Records from a collection:
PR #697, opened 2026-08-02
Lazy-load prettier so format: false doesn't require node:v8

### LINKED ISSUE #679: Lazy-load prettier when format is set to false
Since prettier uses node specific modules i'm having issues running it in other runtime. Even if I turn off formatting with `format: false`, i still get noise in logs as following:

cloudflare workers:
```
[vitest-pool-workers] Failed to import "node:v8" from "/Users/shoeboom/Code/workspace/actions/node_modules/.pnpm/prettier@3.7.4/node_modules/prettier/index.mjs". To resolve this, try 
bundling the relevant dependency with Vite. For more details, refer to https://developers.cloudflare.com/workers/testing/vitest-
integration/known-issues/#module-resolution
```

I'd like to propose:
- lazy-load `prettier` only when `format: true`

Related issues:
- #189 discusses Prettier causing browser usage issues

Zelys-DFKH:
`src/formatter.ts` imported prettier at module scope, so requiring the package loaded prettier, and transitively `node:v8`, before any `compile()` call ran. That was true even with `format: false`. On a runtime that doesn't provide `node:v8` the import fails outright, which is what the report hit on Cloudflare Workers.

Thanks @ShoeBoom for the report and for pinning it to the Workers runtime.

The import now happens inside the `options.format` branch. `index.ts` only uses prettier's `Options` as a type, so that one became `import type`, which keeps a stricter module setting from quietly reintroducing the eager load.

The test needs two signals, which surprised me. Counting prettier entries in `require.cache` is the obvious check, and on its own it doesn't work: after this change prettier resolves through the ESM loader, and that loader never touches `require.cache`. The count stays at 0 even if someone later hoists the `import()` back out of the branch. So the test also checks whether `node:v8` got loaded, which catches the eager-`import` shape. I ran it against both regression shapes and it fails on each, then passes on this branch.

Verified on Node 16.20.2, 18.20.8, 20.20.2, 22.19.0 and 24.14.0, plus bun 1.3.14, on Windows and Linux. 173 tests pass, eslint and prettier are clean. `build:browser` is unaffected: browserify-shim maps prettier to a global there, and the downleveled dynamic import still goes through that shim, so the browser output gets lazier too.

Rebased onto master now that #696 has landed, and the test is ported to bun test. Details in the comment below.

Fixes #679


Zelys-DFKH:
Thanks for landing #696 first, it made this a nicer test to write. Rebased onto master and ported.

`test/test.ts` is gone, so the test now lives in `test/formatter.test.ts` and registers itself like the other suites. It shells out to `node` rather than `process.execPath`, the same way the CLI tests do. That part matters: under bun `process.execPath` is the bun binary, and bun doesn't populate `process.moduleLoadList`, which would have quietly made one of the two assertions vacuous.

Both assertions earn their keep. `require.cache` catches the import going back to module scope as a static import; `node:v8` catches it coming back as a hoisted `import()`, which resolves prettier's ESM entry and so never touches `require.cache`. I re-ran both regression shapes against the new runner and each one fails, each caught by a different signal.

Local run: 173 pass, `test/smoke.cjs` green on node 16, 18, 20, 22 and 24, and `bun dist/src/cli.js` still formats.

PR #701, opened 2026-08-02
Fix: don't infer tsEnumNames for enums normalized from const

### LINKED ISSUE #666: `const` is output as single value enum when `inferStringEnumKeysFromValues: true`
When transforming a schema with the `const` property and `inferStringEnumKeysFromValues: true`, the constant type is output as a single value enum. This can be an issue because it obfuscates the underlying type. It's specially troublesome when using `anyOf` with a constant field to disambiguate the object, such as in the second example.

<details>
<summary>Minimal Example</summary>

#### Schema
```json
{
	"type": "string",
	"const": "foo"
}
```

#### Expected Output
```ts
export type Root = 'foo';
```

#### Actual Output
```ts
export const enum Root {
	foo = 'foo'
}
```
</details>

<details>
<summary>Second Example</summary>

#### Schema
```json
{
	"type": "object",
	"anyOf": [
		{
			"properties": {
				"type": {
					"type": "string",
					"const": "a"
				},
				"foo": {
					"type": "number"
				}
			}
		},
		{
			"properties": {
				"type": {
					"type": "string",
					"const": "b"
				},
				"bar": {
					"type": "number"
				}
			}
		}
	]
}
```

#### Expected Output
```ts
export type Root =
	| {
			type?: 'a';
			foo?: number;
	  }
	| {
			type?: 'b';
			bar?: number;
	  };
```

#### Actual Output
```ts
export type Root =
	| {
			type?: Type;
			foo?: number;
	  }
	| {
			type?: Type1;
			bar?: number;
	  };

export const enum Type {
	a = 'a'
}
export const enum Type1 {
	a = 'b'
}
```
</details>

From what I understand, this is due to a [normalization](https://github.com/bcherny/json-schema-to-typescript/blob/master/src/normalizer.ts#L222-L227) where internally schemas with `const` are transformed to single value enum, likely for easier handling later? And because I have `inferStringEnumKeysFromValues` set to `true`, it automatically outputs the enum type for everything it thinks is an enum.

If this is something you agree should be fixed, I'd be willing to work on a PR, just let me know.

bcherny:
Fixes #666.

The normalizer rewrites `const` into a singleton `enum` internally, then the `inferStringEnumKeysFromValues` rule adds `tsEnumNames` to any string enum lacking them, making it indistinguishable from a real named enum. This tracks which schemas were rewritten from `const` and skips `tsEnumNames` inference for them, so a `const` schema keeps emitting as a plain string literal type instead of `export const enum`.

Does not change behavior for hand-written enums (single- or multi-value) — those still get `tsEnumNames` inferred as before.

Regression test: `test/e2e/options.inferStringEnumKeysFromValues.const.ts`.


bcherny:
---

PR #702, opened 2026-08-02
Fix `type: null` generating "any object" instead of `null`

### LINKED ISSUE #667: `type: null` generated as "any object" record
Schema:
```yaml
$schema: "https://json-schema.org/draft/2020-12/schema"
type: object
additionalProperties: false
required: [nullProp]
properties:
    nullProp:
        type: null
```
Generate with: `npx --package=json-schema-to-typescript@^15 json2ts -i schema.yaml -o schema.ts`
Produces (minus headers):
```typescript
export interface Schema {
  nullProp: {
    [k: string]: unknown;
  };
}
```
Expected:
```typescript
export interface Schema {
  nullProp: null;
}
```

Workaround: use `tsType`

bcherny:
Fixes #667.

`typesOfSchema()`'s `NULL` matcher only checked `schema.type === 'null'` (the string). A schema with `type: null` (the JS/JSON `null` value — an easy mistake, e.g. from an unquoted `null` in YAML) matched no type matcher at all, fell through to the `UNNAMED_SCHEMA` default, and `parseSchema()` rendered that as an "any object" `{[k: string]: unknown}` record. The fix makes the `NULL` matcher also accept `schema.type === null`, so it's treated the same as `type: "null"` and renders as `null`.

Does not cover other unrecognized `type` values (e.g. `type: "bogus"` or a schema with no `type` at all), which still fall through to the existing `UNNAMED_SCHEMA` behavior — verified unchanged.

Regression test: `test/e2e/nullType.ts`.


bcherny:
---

> **Required work**
Please return all of the entries above, exactly and completely.

> **Result**
PR #697, opened 2026-08-02
Lazy-load prettier so format: false doesn't require node:v8

### LINKED ISSUE #679: Lazy-load prettier when format is set to false
Since prettier uses node specific modules i'm having issues running it in other runtime. Even if I turn off formatting with `format: false`, i still get noise in logs as following:

cloudflare workers:
```
[vitest-pool-workers] Failed to import "node:v8" from "/Users/shoeboom/Code/workspace/actions/node_modules/.pnpm/prettier@3.7.4/node_modules/prettier/index.mjs". To resolve this, try 
bundling the relevant dependency with Vite. For more details, refer to https://developers.cloudflare.com/workers/testing/vitest-
integration/known-issues/#module-resolution
```

I'd like to propose:
- lazy-load `prettier` only when `format: true`

Related issues:
- #189 discusses Prettier causing browser usage issues

Zelys-DFKH:
`src/formatter.ts` imported prettier at module scope, so requiring the package loaded prettier, and transitively `node:v8`, before any `compile()` call ran. That was true even with `format: false`. On a runtime that doesn't provide `node:v8` the import fails outright, which is what the report hit on Cloudflare Workers.

Thanks @ShoeBoom for the report and for pinning it to the Workers runtime.

The import now happens inside the `options.format` branch. `index.ts` only uses prettier's `Options` as a type, so that one became `import type`, which keeps a stricter module setting from quietly reintroducing the eager load.

The test needs two signals, which surprised me. Counting prettier entries in `require.cache` is the obvious check, and on its own it doesn't work: after this change prettier resolves through the ESM loader, and that loader never touches `require.cache`. The count stays at 0 even if someone later hoists the `import()` back out of the branch. So the test also checks whether `node:v8` got loaded, which catches the eager-`import` shape. I ran it against both regression shapes and it fails on each, then passes on this branch.

Verified on Node 16.20.2, 18.20.8, 20.20.2, 22.19.0 and 24.14.0, plus bun 1.3.14, on Windows and Linux. 173 tests pass, eslint and prettier are clean. `build:browser` is unaffected: browserify-shim maps prettier to a global there, and the downleveled dynamic import still goes through that shim, so the browser output gets lazier too.

Rebased onto master now that #696 has landed, and the test is ported to bun test. Details in the comment below.

Fixes #679


Zelys-DFKH:
Thanks for landing #696 first, it made this a nicer test to write. Rebased onto master and ported.

`test/test.ts` is gone, so the test now lives in `test/formatter.test.ts` and registers itself like the other suites. It shells out to `node` rather than `process.execPath`, the same way the CLI tests do. That part matters: under bun `process.execPath` is the bun binary, and bun doesn't populate `process.moduleLoadList`, which would have quietly made one of the two assertions vacuous.

Both assertions earn their keep. `require.cache` catches the import going back to module scope as a static import; `node:v8` catches it coming back as a hoisted `import()`, which resolves prettier's ESM entry and so never touches `require.cache`. I re-ran both regression shapes against the new runner and each one fails, each caught by a different signal.

Local run: 173 pass, `test/smoke.cjs` green on node 16, 18, 20, 22 and 24, and `bun dist/src/cli.js` still formats.

PR #701, opened 2026-08-02
Fix: don't infer tsEnumNames for enums normalized from const

### LINKED ISSUE #666: `const` is output as single value enum when `inferStringEnumKeysFromValues: true`
When transforming a schema with the `const` property and `inferStringEnumKeysFromValues: true`, the constant type is output as a single value enum. This can be an issue because it obfuscates the underlying type. It's specially troublesome when using `anyOf` with a constant field to disambiguate the object, such as in the second example.

<details>
<summary>Minimal Example</summary>

#### Schema
```json
{
	"type": "string",
	"const": "foo"
}
```

#### Expected Output
```ts
export type Root = 'foo';
```

#### Actual Output
```ts
export const enum Root {
	foo = 'foo'
}
```
</details>

<details>
<summary>Second Example</summary>

#### Schema
```json
{
	"type": "object",
	"anyOf": [
		{
			"properties": {
				"type": {
					"type": "string",
					"const": "a"
				},
				"foo": {
					"type": "number"
				}
			}
		},
		{
			"properties": {
				"type": {
					"type": "string",
					"const": "b"
				},
				"bar": {
					"type": "number"
				}
			}
		}
	]
}
```

#### Expected Output
```ts
export type Root =
	| {
			type?: 'a';
			foo?: number;
	  }
	| {
			type?: 'b';
			bar?: number;
	  };
```

#### Actual Output
```ts
export type Root =
	| {
			type?: Type;
			foo?: number;
	  }
	| {
			type?: Type1;
			bar?: number;
	  };

export const enum Type {
	a = 'a'
}
export const enum Type1 {
	a = 'b'
}
```
</details>

From what I understand, this is due to a [normalization](https://github.com/bcherny/json-schema-to-typescript/blob/master/src/normalizer.ts#L222-L227) where internally schemas with `const` are transformed to single value enum, likely for easier handling later? And because I have `inferStringEnumKeysFromValues` set to `true`, it automatically outputs the enum type for everything it thinks is an enum.

If this is something you agree should be fixed, I'd be willing to work on a PR, just let me know.

bcherny:
Fixes #666.

The normalizer rewrites `const` into a singleton `enum` internally, then the `inferStringEnumKeysFromValues` rule adds `tsEnumNames` to any string enum lacking them, making it indistinguishable from a real named enum. This tracks which schemas were rewritten from `const` and skips `tsEnumNames` inference for them, so a `const` schema keeps emitting as a plain string literal type instead of `export const enum`.

Does not change behavior for hand-written enums (single- or multi-value) — those still get `tsEnumNames` inferred as before.

Regression test: `test/e2e/options.inferStringEnumKeysFromValues.const.ts`.


bcherny:
---

PR #702, opened 2026-08-02
Fix `type: null` generating "any object" instead of `null`

### LINKED ISSUE #667: `type: null` generated as "any object" record
Schema:
```yaml
$schema: "https://json-schema.org/draft/2020-12/schema"
type: object
additionalProperties: false
required: [nullProp]
properties:
    nullProp:
        type: null
```
Generate with: `npx --package=json-schema-to-typescript@^15 json2ts -i schema.yaml -o schema.ts`
Produces (minus headers):
```typescript
export interface Schema {
  nullProp: {
    [k: string]: unknown;
  };
}
```
Expected:
```typescript
export interface Schema {
  nullProp: null;
}
```

Workaround: use `tsType`

bcherny:
Fixes #667.

`typesOfSchema()`'s `NULL` matcher only checked `schema.type === 'null'` (the string). A schema with `type: null` (the JS/JSON `null` value — an easy mistake, e.g. from an unquoted `null` in YAML) matched no type matcher at all, fell through to the `UNNAMED_SCHEMA` default, and `parseSchema()` rendered that as an "any object" `{[k: string]: unknown}` record. The fix makes the `NULL` matcher also accept `schema.type === null`, so it's treated the same as `type: "null"` and renders as `null`.

Does not cover other unrecognized `type` values (e.g. `type: "bogus"` or a schema with no `type` at all), which still fall through to the existing `UNNAMED_SCHEMA` behavior — verified unchanged.

Regression test: `test/e2e/nullType.ts`.


bcherny:
---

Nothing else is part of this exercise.